Abstract

Thiamine-responsive megaloblastic anemia syndrome (TRMA) is an autosomal recessive disorder, inherited by the defective SLC19A2 gene that encodes a high-affinity thiamine transporter (THTR-1). TRMA is characterized by the occurrence of classical triad manifestations including megaloblastic anemia, diabetes mellitus, and sensorineural deafness. In addition to the systemic manifestations, ophthalmic features can be present and include retinitis pigmentosa, optic atrophy, cone-rod dystrophy, maculopathy, and Leber congenital amaurosis. Here we report a 6-year-old boy presenting severe early-onset retinal dystrophy with the initial diagnosis of Leber congenital amaurosis, which followed for 12 years. Diabetes mellitus occurred 3 years after vision problem.
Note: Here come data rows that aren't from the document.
PR #178, opened 2016-12-07
Make net debugging more granular

rebroad:
debug=net tends to produce too much output and it can often be desired to debug just certain parts of what is provided by net debug. I have split it down into the following:-

This wll help with when developing just certain areas, e.g. block propagation, and therefore we're not needing visibility of tx send/get logic.

As yet the command line help is not updated - can add this if it is wanted (or a maintainer can).

"block" debugs block download progress
"blocksend" debugs block upload progress
"netrecv" debugs every message received
"netsend" debugs every message sent
"conn" debugs the making and breaking of connections to other peers
"neterr" debugs network errors
"net" everything else

### DIFF
--- a/src/net.cpp
+++ b/src/net.cpp
@@ -372,7 +372,7 @@ CNode* ConnectNode(CAddress addrConnect, const char *pszDest)
     }
 
     /// debug print
-    LogPrint("net", "trying connection %s lastseen=%.1fhrs\n",
+    LogPrint("conn", "trying connection %s lastseen=%.1fhrs\n",
         pszDest ? pszDest : addrConnect.ToString(),
         pszDest ? 0.0 : (double)(GetAdjustedTime() - addrConnect.nTime)/3600.0);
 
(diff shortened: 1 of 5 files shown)


src/net.cpp
```diff
@@ -2112,7 +2112,7 @@ void CNode::AskFor(const CInv& inv)
         nRequestTime = it->second;
     else
         nRequestTime = 0;
-    LogPrint("net", "askfor %s  %d (%s) peer=%d\n", inv.ToString(), nRequestTime, DateTimeStrFormat("%H:%M:%S", nRequestTime/1000000), id);
+    LogPrint("tx", "askfor %s  %d (%s) peer=%d\n", inv.ToString(), nRequestTime, DateTimeStrFormat("%H:%M:%S", nRequestTime/1000000), id);
```
dgenr8: Is this only ever reached for inv items that are txes?

dgenr8:
This looks like a good change to me.  Any help that is obsoleted should be part of it.

dagurval:
I also like this. However, this will change the log output in the rpc-tests.

When an rpc-test fails, it is difficult to know what to look for. Having all output for “net” is helpful.

Is it possible to for example add a “netall” that enables output for all these? rpc-tests that enable “net” today should then be updated to enable “netall” as well.

dagurval:
I checked the rpc-tests. Only two tests use -debug=net, the others use -debug which enables all. So never mind my previous comment.

dgenr8:
Closing until help and "netall" can be addressed.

Eosinophilic granuloma of the left scapula was confirmed at 13 years old. Whole-exome sequencing was performed to identify two novel compound heterozygous variants c.725dupC (p.Ala243Serfs*3) and c.121G>A (p.Gly41Ser) in SLC19A2 gene (NM_006996.3). Oral thiamine supplementation treatment was initiated at 13 years. This case demonstrates Leber congenital amaurosis can present as the first clinical feature before systemic manifestations. Phenotypic variety should be aware and multidisciplinary teamwork and regular follow-up are important for TRMA patient care.